→ **Action item**:
Write out the data that follows. Keep every character unchanged.

[Dataset entries]
[Start of section]
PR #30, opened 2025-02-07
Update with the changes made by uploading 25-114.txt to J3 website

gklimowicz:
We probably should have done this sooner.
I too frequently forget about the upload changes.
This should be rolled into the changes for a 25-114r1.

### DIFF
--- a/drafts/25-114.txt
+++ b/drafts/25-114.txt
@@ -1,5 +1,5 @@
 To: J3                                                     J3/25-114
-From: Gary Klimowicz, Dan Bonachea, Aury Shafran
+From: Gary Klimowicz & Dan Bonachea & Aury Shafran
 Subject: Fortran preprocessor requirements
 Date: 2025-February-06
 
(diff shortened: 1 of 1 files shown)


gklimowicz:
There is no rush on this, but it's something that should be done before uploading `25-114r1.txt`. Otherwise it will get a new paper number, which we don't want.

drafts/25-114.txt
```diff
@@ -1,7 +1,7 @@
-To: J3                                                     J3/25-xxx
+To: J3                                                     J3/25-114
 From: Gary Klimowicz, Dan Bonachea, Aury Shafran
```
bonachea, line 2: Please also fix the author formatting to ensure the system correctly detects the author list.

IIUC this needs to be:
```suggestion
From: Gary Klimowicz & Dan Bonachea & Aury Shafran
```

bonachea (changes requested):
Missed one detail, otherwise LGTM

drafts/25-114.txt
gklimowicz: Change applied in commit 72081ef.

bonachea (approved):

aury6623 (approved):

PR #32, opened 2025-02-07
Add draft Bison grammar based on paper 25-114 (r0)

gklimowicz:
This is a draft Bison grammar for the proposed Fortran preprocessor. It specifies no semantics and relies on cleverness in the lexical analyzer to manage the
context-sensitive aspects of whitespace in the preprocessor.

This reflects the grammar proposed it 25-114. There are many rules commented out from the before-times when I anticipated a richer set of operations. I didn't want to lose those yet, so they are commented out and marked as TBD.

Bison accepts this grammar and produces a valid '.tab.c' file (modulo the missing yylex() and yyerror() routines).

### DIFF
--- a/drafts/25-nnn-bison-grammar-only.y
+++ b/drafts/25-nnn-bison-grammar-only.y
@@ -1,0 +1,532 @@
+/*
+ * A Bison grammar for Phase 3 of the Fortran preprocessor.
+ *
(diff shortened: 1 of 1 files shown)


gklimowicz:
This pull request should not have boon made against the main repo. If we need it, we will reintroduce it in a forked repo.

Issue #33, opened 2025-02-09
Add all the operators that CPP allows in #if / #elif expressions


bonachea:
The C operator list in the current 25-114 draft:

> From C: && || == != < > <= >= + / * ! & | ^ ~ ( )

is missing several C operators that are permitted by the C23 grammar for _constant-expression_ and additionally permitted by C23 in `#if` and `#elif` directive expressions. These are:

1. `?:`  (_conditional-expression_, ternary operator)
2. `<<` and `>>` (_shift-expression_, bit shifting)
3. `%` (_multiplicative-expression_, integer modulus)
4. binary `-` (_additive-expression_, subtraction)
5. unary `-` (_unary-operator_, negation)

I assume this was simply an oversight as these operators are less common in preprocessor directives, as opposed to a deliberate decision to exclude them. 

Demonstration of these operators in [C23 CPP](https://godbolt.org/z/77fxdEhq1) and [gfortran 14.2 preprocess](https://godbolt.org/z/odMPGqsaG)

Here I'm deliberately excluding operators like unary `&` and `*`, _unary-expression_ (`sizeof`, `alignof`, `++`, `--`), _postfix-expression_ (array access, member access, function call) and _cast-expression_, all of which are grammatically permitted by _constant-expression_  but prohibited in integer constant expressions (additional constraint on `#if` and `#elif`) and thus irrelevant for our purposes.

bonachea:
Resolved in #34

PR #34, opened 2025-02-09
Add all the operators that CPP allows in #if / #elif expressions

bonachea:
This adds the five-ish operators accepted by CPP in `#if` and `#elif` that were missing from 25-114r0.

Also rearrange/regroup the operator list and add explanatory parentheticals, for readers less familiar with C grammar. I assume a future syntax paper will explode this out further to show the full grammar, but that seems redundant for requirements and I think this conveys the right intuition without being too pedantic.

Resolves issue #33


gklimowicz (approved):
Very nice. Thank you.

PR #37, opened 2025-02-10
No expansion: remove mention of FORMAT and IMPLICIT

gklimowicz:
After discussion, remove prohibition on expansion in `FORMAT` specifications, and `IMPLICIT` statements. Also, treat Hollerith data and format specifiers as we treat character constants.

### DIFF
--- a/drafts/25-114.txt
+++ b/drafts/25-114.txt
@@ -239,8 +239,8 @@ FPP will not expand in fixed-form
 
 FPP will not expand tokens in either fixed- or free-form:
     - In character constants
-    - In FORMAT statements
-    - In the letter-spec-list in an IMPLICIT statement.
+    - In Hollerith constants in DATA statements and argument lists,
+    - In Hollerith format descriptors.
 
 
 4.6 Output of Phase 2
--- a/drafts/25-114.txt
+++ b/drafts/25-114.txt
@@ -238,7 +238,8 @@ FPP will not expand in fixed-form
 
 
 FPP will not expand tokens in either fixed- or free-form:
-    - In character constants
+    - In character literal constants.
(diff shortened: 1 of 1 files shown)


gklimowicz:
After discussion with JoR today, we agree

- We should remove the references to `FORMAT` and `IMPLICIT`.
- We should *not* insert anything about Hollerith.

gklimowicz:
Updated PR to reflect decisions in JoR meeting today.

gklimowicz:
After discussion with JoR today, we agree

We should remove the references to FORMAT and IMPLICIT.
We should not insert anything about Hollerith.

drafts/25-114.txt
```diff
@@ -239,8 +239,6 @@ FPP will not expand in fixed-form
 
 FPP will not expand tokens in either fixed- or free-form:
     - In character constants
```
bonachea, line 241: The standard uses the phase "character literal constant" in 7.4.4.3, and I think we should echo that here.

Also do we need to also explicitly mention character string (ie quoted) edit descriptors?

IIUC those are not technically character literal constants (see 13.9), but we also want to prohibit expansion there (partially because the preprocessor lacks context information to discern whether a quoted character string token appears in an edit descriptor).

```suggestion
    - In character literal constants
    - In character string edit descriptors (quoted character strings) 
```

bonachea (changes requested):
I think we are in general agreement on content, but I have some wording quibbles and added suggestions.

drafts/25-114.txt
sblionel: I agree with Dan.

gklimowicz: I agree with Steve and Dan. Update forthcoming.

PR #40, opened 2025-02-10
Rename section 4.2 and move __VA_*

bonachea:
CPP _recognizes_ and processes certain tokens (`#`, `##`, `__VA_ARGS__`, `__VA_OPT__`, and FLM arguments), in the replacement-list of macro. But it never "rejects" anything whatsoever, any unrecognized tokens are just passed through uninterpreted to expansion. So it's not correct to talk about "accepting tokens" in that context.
[End of section]
→ **Exercise answer**:
PR #30, opened 2025-02-07
Update with the changes made by uploading 25-114.txt to J3 website

gklimowicz:
We probably should have done this sooner.
I too frequently forget about the upload changes.
This should be rolled into the changes for a 25-114r1.

### DIFF
--- a/drafts/25-114.txt
+++ b/drafts/25-114.txt
@@ -1,5 +1,5 @@
 To: J3                                                     J3/25-114
-From: Gary Klimowicz, Dan Bonachea, Aury Shafran
+From: Gary Klimowicz & Dan Bonachea & Aury Shafran
 Subject: Fortran preprocessor requirements
 Date: 2025-February-06
 
(diff shortened: 1 of 1 files shown)


gklimowicz:
There is no rush on this, but it's something that should be done before uploading `25-114r1.txt`. Otherwise it will get a new paper number, which we don't want.

drafts/25-114.txt
```diff
@@ -1,7 +1,7 @@
-To: J3                                                     J3/25-xxx
+To: J3                                                     J3/25-114
 From: Gary Klimowicz, Dan Bonachea, Aury Shafran
```
bonachea, line 2: Please also fix the author formatting to ensure the system correctly detects the author list.

IIUC this needs to be:
```suggestion
From: Gary Klimowicz & Dan Bonachea & Aury Shafran
```

bonachea (changes requested):
Missed one detail, otherwise LGTM

drafts/25-114.txt
gklimowicz: Change applied in commit 72081ef.

bonachea (approved):

aury6623 (approved):

PR #32, opened 2025-02-07
Add draft Bison grammar based on paper 25-114 (r0)

gklimowicz:
This is a draft Bison grammar for the proposed Fortran preprocessor. It specifies no semantics and relies on cleverness in the lexical analyzer to manage the
context-sensitive aspects of whitespace in the preprocessor.

This reflects the grammar proposed it 25-114. There are many rules commented out from the before-times when I anticipated a richer set of operations. I didn't want to lose those yet, so they are commented out and marked as TBD.

Bison accepts this grammar and produces a valid '.tab.c' file (modulo the missing yylex() and yyerror() routines).

### DIFF
--- a/drafts/25-nnn-bison-grammar-only.y
+++ b/drafts/25-nnn-bison-grammar-only.y
@@ -1,0 +1,532 @@
+/*
+ * A Bison grammar for Phase 3 of the Fortran preprocessor.
+ *
(diff shortened: 1 of 1 files shown)


gklimowicz:
This pull request should not have boon made against the main repo. If we need it, we will reintroduce it in a forked repo.

Issue #33, opened 2025-02-09
Add all the operators that CPP allows in #if / #elif expressions


bonachea:
The C operator list in the current 25-114 draft:

> From C: && || == != < > <= >= + / * ! & | ^ ~ ( )

is missing several C operators that are permitted by the C23 grammar for _constant-expression_ and additionally permitted by C23 in `#if` and `#elif` directive expressions. These are:

1. `?:`  (_conditional-expression_, ternary operator)
2. `<<` and `>>` (_shift-expression_, bit shifting)
3. `%` (_multiplicative-expression_, integer modulus)
4. binary `-` (_additive-expression_, subtraction)
5. unary `-` (_unary-operator_, negation)

I assume this was simply an oversight as these operators are less common in preprocessor directives, as opposed to a deliberate decision to exclude them. 

Demonstration of these operators in [C23 CPP](https://godbolt.org/z/77fxdEhq1) and [gfortran 14.2 preprocess](https://godbolt.org/z/odMPGqsaG)

Here I'm deliberately excluding operators like unary `&` and `*`, _unary-expression_ (`sizeof`, `alignof`, `++`, `--`), _postfix-expression_ (array access, member access, function call) and _cast-expression_, all of which are grammatically permitted by _constant-expression_  but prohibited in integer constant expressions (additional constraint on `#if` and `#elif`) and thus irrelevant for our purposes.

bonachea:
Resolved in #34

PR #34, opened 2025-02-09
Add all the operators that CPP allows in #if / #elif expressions

bonachea:
This adds the five-ish operators accepted by CPP in `#if` and `#elif` that were missing from 25-114r0.

Also rearrange/regroup the operator list and add explanatory parentheticals, for readers less familiar with C grammar. I assume a future syntax paper will explode this out further to show the full grammar, but that seems redundant for requirements and I think this conveys the right intuition without being too pedantic.

Resolves issue #33


gklimowicz (approved):
Very nice. Thank you.

PR #37, opened 2025-02-10
No expansion: remove mention of FORMAT and IMPLICIT

gklimowicz:
After discussion, remove prohibition on expansion in `FORMAT` specifications, and `IMPLICIT` statements. Also, treat Hollerith data and format specifiers as we treat character constants.

### DIFF
--- a/drafts/25-114.txt
+++ b/drafts/25-114.txt
@@ -239,8 +239,8 @@ FPP will not expand in fixed-form
 
 FPP will not expand tokens in either fixed- or free-form:
     - In character constants
-    - In FORMAT statements
-    - In the letter-spec-list in an IMPLICIT statement.
+    - In Hollerith constants in DATA statements and argument lists,
+    - In Hollerith format descriptors.
 
 
 4.6 Output of Phase 2
--- a/drafts/25-114.txt
+++ b/drafts/25-114.txt
@@ -238,7 +238,8 @@ FPP will not expand in fixed-form
 
 
 FPP will not expand tokens in either fixed- or free-form:
-    - In character constants
+    - In character literal constants.
(diff shortened: 1 of 1 files shown)


gklimowicz:
After discussion with JoR today, we agree

- We should remove the references to `FORMAT` and `IMPLICIT`.
- We should *not* insert anything about Hollerith.

gklimowicz:
Updated PR to reflect decisions in JoR meeting today.

gklimowicz:
After discussion with JoR today, we agree

We should remove the references to FORMAT and IMPLICIT.
We should not insert anything about Hollerith.

drafts/25-114.txt
```diff
@@ -239,8 +239,6 @@ FPP will not expand in fixed-form
 
 FPP will not expand tokens in either fixed- or free-form:
     - In character constants
```
bonachea, line 241: The standard uses the phase "character literal constant" in 7.4.4.3, and I think we should echo that here.

Also do we need to also explicitly mention character string (ie quoted) edit descriptors?

IIUC those are not technically character literal constants (see 13.9), but we also want to prohibit expansion there (partially because the preprocessor lacks context information to discern whether a quoted character string token appears in an edit descriptor).

```suggestion
    - In character literal constants
    - In character string edit descriptors (quoted character strings) 
```

bonachea (changes requested):
I think we are in general agreement on content, but I have some wording quibbles and added suggestions.

drafts/25-114.txt
sblionel: I agree with Dan.

gklimowicz: I agree with Steve and Dan. Update forthcoming.

PR #40, opened 2025-02-10
Rename section 4.2 and move __VA_*

bonachea:
CPP _recognizes_ and processes certain tokens (`#`, `##`, `__VA_ARGS__`, `__VA_OPT__`, and FLM arguments), in the replacement-list of macro. But it never "rejects" anything whatsoever, any unrecognized tokens are just passed through uninterpreted to expansion. So it's not correct to talk about "accepting tokens" in that context.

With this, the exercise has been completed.